Fine-particle aquatic substrates, pieces of wood, rocks, underwater hideouts, edible live plants, and even (compatible) live fish can be a good way to decorate and enhance your enclosure’s enrichment value. Avoid using gravel or pebbles, as pet turtles are known to occasionally ingest them.
Musk turtles are omnivorous, which means that they require a balanced diet of both plant- and animal-based foods. How often they need to eat, and how much of each food type, depends on the turtle’s age:
Musk turtles younger than 6 months:
- protein food or pellets daily
Musk turtles older than 6 months:
- protein food or pellets every other day
- vegetable food daily
A portion of protein should be as much as your turtle can eat in 5-10 minutes, a portion of vegetables should be the same size as the turtle’s shell, and a portion of pellets should be about the same size as your turtle’s head. Always offer food in the water, not on land.

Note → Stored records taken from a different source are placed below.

PR #2276, opened 2022-08-09
fix(router): handle transformer in/out inconsistencies

atzoum:
# Description

During router transform, the transformer may erroneously return more than 1 job per input jobID. This results in: 
- sending the same event multiple times to the destination, 
- messing with our statistics (negative pending events & rsources in/out inconsistency)

This change introduces two additional validations during router's `transformer.Transform`:
1. Validate that job numbers match (`in` equals `out`)
2. Validate that job ids match between `in` and `out` jobs

If any of the above validations fail, all jobs of this transformation request will be marked as failed (HTTP 500) so that they can be retried later.
Additionally, a new counter has been introduced `router.transformer.invalid.response` against which an alert can be configured to get notified about such errors.

## Notion Ticket

[Link](https://www.notion.so/rudderstacks/8aac9087df644365acdf64e28e290153?v=6e06b0a5ade24f0aa5ffe05dc2972e84&p=b3ef63c8b066467ba9dd6dcaf3bef09b&pm=s)

## Security

### DIFF
--- a/router/router.go
+++ b/router/router.go
@@ -316,22 +316,6 @@ func (worker *workerT) batch(routerJobs []types.RouterJobT) []types.DestinationJ
 	worker.rt.batchOutputCountStat.Count(len(destinationJobs))
 	worker.recordStatsForFailedTransforms("batch", destinationJobs)
 
-	var totalJobMetadataCount int
-	for _, destinationJob := range destinationJobs {
-		totalJobMetadataCount += len(destinationJob.JobMetadataArray)
-	}
-
-	if inputJobsLength != totalJobMetadataCount {
-		worker.rt.batchInputOutputDiffCountStat.Count(inputJobsLength - totalJobMetadataCount)
-
-		worker.rt.logger.Errorf("[%v Router] :: Total input jobs count:%d did not match total job metadata count:%d returned from batch transformer", worker.rt.destName, inputJobsLength, totalJobMetadataCount)
-		jobIDs := make([]string, len(routerJobs))
-		for idx, routerJob := range routerJobs {
-			jobIDs[idx] = fmt.Sprintf("%v", routerJob.JobMetadata.JobID)
-		}
-		worker.rt.logger.Errorf("[%v Router] :: Job ids : %s", worker.rt.destName, strings.Join(jobIDs, ", "))
-	}
-
 	return destinationJobs
 }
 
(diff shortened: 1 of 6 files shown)


router/transformer/transformer_test.go
```diff
@@ -0,0 +1,185 @@
...
+			{JobMetadata: types.JobMetadataT{JobID: 3}},
+		},
+	}
+	transformerResponse := tr.Transform(BATCH, &transformMessage)
+	normalizeErrors(transformerResponse, expectedErrorTxt)
+	require.NotNil(t, transformerResponse)
+	require.Equal(t, expectedTransformerResponse, transformerResponse)
+}
+
+func TestTransformValidationJobIDMismatchError(t *testing.T) {
```
lvrach, line 125: [minor/suggestion] You could have used table-driven tests here, to reduce the setup overhead (although small in this case) and make it easier to write multiple scenarios.

Great job writing those tests.

router/router.go
```diff
@@ -2236,7 +2196,6 @@ func (rt *HandleT) Setup(backendConfig backendconfig.BackendConfig, jobsDB jobsd
 	rt.routerResponseTransformStat = stats.NewTaggedStat("response_transform_latency", stats.TimerType, stats.Tags{"destType": rt.destName})
 
 	rt.transformer = transformer.NewTransformer()
-	rt.transformer.Setup()
```
lvrach, line 2239: 👍

lvrach (commented):
LGTM so far, I like the refactor touches as well

router/transformer/transformer_test.go
atzoum: I find it more readable this way & the overhead is not too much (IMO)

lvrach (approved):

router/transformer/transformer_test.go
```diff
@@ -325,20 +321,184 @@ func mockProxyHandler(tc *ProxyResponseTc) *mux.Router {
...
+	mockRudderStats := mock_stats.NewMockRudderStats(ctrl)
+
+	mockStats.EXPECT().NewTaggedStat(gomock.Any(), gomock.Any(), gomock.Any()).AnyTimes().Return(mockRudderStats)
+	mockStats.EXPECT().NewStat(gomock.Any(), gomock.Any()).AnyTimes().Return(mockRudderStats)
+	mockRudderStats.EXPECT().SendTiming(gomock.Any()).AnyTimes()
+	mockRudderStats.EXPECT().Increment().AnyTimes()
+
+	stats.DefaultStats = mockStats
+
+	pkgLogger = logger.NOP{}
```
fracasula, line 494: :heart:

fracasula (approved):

PR #2240, opened 2022-08-03
chore: remove hosted deployment type

lvrach:
# Description

Deployment type Hosted is no longer needed since the successful introduction of multi-tenant.

## Notion Ticket

[notion link
](https://www.notion.so/rudderstacks/Cleanup-hosted-deployment-type-b8d78304e6ee42158816a5e6bed455cb)
## Security

- [x] The code changed/added as part of this pull request won't create any security issues with how the software is being used.

PR #2278, opened 2022-08-10
chore: fix issues during cleanup

cisse21:
# Description

When we cleaned up hosted workspace config, We missed a few things very specific to hosted deployment [here](https://github.com/rudderlabs/rudder-server/pull/2240/files#diff-4f799306a3605b051353f0aa7463da845b95309e09520a954272f41541097a69L131) . Adding the missing pieces

## Notion Ticket

https://www.notion.so/rudderstacks/8aac9087df644365acdf64e28e290153?v=6e06b0a5ade24f0aa5ffe05dc2972e84&p=3a0652cc416042a081dc308ba8b28972&pm=s

## Security

### DIFF
--- a/config/backend-config/backend-config.go
+++ b/config/backend-config/backend-config.go
@@ -27,6 +27,7 @@ import (
 var (
 	// environment variables
 	configBackendURL                      string
+	cpRouterURL                           string
 	pollInterval, regulationsPollInterval time.Duration
 	configJSONPath                        string
 	configFromFile                        bool
@@ -38,8 +39,8 @@ var (
 
 	// DefaultBackendConfig will be initialized be Setup to either a WorkspaceConfig or MultiWorkspaceConfig.
 	DefaultBackendConfig BackendConfig
-	pkgLogger            logger.LoggerI   = logger.NewLogger().Child("backend-config")
-	IoUtil               sysUtils.IoUtilI = sysUtils.NewIoUtil()
+	pkgLogger            = logger.NewLogger().Child("backend-config")
+	IoUtil               = sysUtils.NewIoUtil()
 	Diagnostics          diagnostics.DiagnosticsI
 )
 
@@ -74,6 +75,7 @@ type backendConfigImpl struct {
 
 func loadConfig() {
 	configBackendURL = config.GetEnv("CONFIG_BACKEND_URL", "https://api.rudderlabs.com")
+	cpRouterURL = config.GetEnv("CP_ROUTER_URL", "https://cp-router.rudderlabs.com")
 	config.RegisterDurationConfigVariable(5, &pollInterval, true, time.Second, []string{"BackendConfig.pollInterval", "BackendConfig.pollIntervalInS"}...)
 	config.RegisterDurationConfigVariable(300, &regulationsPollInterval, true, time.Second, []string{"BackendConfig.regulationsPollInterval", "BackendConfig.regulationsPollIntervalInS"}...)
 	config.RegisterStringConfigVariable("/etc/rudderstack/workspaceConfig.json", &configJSONPath, false, "BackendConfig.configJSONPath")
@@ -100,7 +102,7 @@ func trackConfig(preConfig, curConfig ConfigT) {
 		noOfSources := len(curConfig.Sources)
 		noOfDestinations := 0
 		for _, source := range curConfig.Sources {
-			noOfDestinations = noOfDestinations + len(source.Destinations)
+			noOfDestinations += len(source.Destinations)
 		}
 		Diagnostics.Track(diagnostics.ConfigProcessed, map[string]interface{}{
 			diagnostics.SourcesCount:      noOfSources,
@@ -137,7 +139,7 @@ func (bc *backendConfigImpl) configUpdate(ctx context.Context, statConfigBackend
 
 	// sorting the sourceJSON.
 	// json unmarshal does not guarantee order. For DeepEqual to work as expected, sorting is necessary
-	sort.Slice(sourceJSON.Sources[:], func(i, j int) bool {
+	sort.Slice(sourceJSON.Sources, func(i, j int) bool {
 		return sourceJSON.Sources[i].ID < sourceJSON.Sources[j].ID
 	})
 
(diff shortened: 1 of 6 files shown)


Sidddddarth (approved):

config/backend-config/multitenant_workspaces_test.go
```diff
@@ -126,7 +126,9 @@ func TestMultiTenantWorkspacesConfig_Get(t *testing.T) {
 		}
 		conf, err := wc.Get(context.Background(), "")
 		require.NoError(t, err)
-		require.Equal(t, sampleBackendConfig, conf)
+		multiTenantWorkspacesConfig := sampleBackendConfig
+		multiTenantWorkspacesConfig.ConnectionFlags = ConnectionFlags{URL: "", Services: map[string]bool{"warehouse": true}}
```
fracasula, line 130: You could do a `t.Setenv("CP_ROUTER_URL")` and verify that the `ConnectionFlags.URL` gets that value instead of just `""`.

fracasula (changes requested):

config/backend-config/multitenant_workspaces.go
```diff
@@ -143,6 +143,9 @@ func (wc *multiTenantWorkspacesConfig) getFromAPI(ctx context.Context, _ string)
 		}
 		sourcesJSON.Sources = append(sourcesJSON.Sources, workspaceConfig.Sources...)
 	}
+	sourcesJSON.ConnectionFlags.URL = config.GetEnv("CP_ROUTER_URL", "")
```
fracasula, line 146: Instead of using `config.GetEnv` directly inside a method that shouldn't depend nor be aware of `config` or environment variables, we should use struct attributes that are way easier to tests and that decouple the struct from the above. Also it is best not to spread "construction" logic everywhere. I think we should move `config.GetEnv("CP_ROUTER_URL, "")` in the `loadConfig()` function and then have the constructor (i.e. `newForDeployment`) inject the `cpRouterURL` into the `multiTenantWorkspacesConfig`:

```go
backendConfig.workspaceConfig = &multiTenantWorkspacesConfig{
	configBackendURL: parsedConfigBackendURL,
	configEnvHandler: configEnvHandler,
	cpRouterURL: cpRouterURL,
}
```

cisse21: Done

config/backend-config/single_workspace.go
```diff
@@ -22,6 +22,7 @@ type singleWorkspaceConfig struct {
 	configBackendURL *url.URL
 	configJSONPath   string
 	configEnvHandler types.ConfigEnvI
+	cpRouterURL      string
```
fracasula, line 25: This doesn't seem to be needed. How come you added it?

config/backend-config/namespace_config.go
```diff
@@ -154,7 +154,9 @@ func (nc *namespaceConfig) getFromAPI(ctx context.Context, _ string) (ConfigT, e
 		}
 		sourcesJSON.Sources = append(sourcesJSON.Sources, nc.Sources...)
 	}
-
+	sourcesJSON.ConnectionFlags.URL = nc.cpRouterURL
+	// always set connection flags to true for hosted and multi-tenant warehouse service
+	sourcesJSON.ConnectionFlags.Services = map[string]bool{"warehouse": true}
```
fracasula, line 159: I don't see a test in `namespace_config_test.go` about this change. Can you please add it?

config/backend-config/multitenant_workspaces_test.go
```diff
@@ -97,11 +97,13 @@ func TestMultiTenantWorkspacesConfig_Get(t *testing.T) {
...
 			secretToken            = "multitenantWorkspaceSecret"
-			workspaceId            = "testWorkspaceId"
+			workspaceID            = "testWorkspaceId"
 			sampleWorkspaceSources = map[string]ConfigT{
-				workspaceId: sampleBackendConfig,
+				workspaceID: sampleBackendConfig,
 			}
+			cpRouterURL = "mockCPRouterURL"
 		)
+		t.Setenv("CP_ROUTER_URL", cpRouterURL)
```
fracasula, line 106: Is this needed at all now that we got the URL as a struct attribute?

config/backend-config/backend-config.go
```diff
@@ -208,19 +210,22 @@ func newForDeployment(deploymentType deployment.Type, configEnvHandler types.Con
 			configJSONPath:   configJSONPath,
 			configBackendURL: parsedConfigBackendURL,
 			configEnvHandler: configEnvHandler,
+			cpRouterURL:      cpRouterURL,
```
fracasula, line 213: It doesn't look like we're using this one.

fracasula (changes requested):

config/backend-config/multitenant_workspaces_test.go
cisse21: Removed

config/backend-config/namespace_config.go
cisse21: Added the test

config/backend-config/single_workspace.go
cisse21: Wanted to remain consistent across the three modules but removed it now

config/backend-config/backend-config.go
cisse21: Removed this too

config/backend-config/namespace_config_test.go
```diff
@@ -80,6 +82,10 @@ func Test_Namespace_Get(t *testing.T) {
 	require.Equal(t, workspaceID1, client.GetWorkspaceIDForSourceID("2CCgpZlqlXRDRz8rChhQKtuwqKA"))
 	require.Equal(t, workspaceID2, client.GetWorkspaceIDForSourceID("2CChOtDTWeXIQiRmHMU56C3htPf"))
 
+	t.Log("Connection Flaf Asserts")
```
fracasula, line 85: [optional] as there seems to be a typo

```suggestion
```

fracasula (approved):

PR #2281, opened 2022-08-10
chore(warehouse): batching clickhouse cluster alter statements

achettyiitr:
# Description

Some build in GA is failing with the following error: 

> code: 517, message: Metadata on replica is not up to date with common metadata in Zookeeper. It means that this replica still not applied some of previous alters. Probably too many alters executing concurrently (highly not recommended). You can retry this error

Ref: https://github.com/rudderlabs/rudder-server/runs/7763129218?check_suite_focus=true#step:8:1657

# Solution
ZooKeeper is not getting updated if we are running several alter statements for the same table for multiple columns at the same time and we are getting this error. In order to avoid this, we can merge several ALTER statements into a single one for the same table.
Ref: https://stackoverflow.com/questions/69257245/clickhouse-cannot-alter-columns-throws-dbexception-metadata-on-replica-is-not/69259570#69259570

## Notion Ticket

https://www.notion.so/rudderstacks/Warehouse-Integration-Tests-aceb9911fe574e62a3f3e6037947fd3f

## Security

### DIFF
--- a/warehouse/clickhouse/clickhouse_test.go
+++ b/warehouse/clickhouse/clickhouse_test.go
@@ -7,6 +7,7 @@ import (
 	"fmt"
 	"log"
 	"os"
+	"strings"
 	"testing"
 
 	"github.com/rudderlabs/rudder-server/warehouse/clickhouse"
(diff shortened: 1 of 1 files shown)


Jayachand (approved):
LGTM

satishrudderstack (approved):
LGTM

Variety is the key to balanced nutrition, so here’s a quick list of options for your slider’s diet:
Protein foods: crickets, earthworms, dubia roaches, discoid roaches, freeze-dried shrimp/krill, frozen bloodworms, silkworms, snails
Vegetable foods: collard greens, dandelion greens + flowers, endive, green leaf lettuce, kale, red leaf lettuce, romaine lettuce, raw grated squash, carrots, green beans, raw grated sweet potato
Turtle pellets: Omega One Juvenile Turtle Pellets, Omega One Adult Turtle Sticks, Tetra ReptoMin, Zoo Med Natural Aquatic Turtle Food, Mazuri Aquatic Turtle Diet
Musk turtles are not particularly fast hunters, so live fish may not be an optimal food for this species. They also generally prefer foods that sink to the bottom of the swimming area rather than float.
If you would like to bond with your turtle a bit, try offering it a bit of food via soft-tipped feeding tongs!
Turtle pellets cover most of the supplement role in a musk turtle’s diet, but you still need extra calcium. Because calcium powder disperses in water, use a cuttlebone instead. Cuttlebones provide extra dietary calcium and also help keep your turtle’s beak well-trimmed.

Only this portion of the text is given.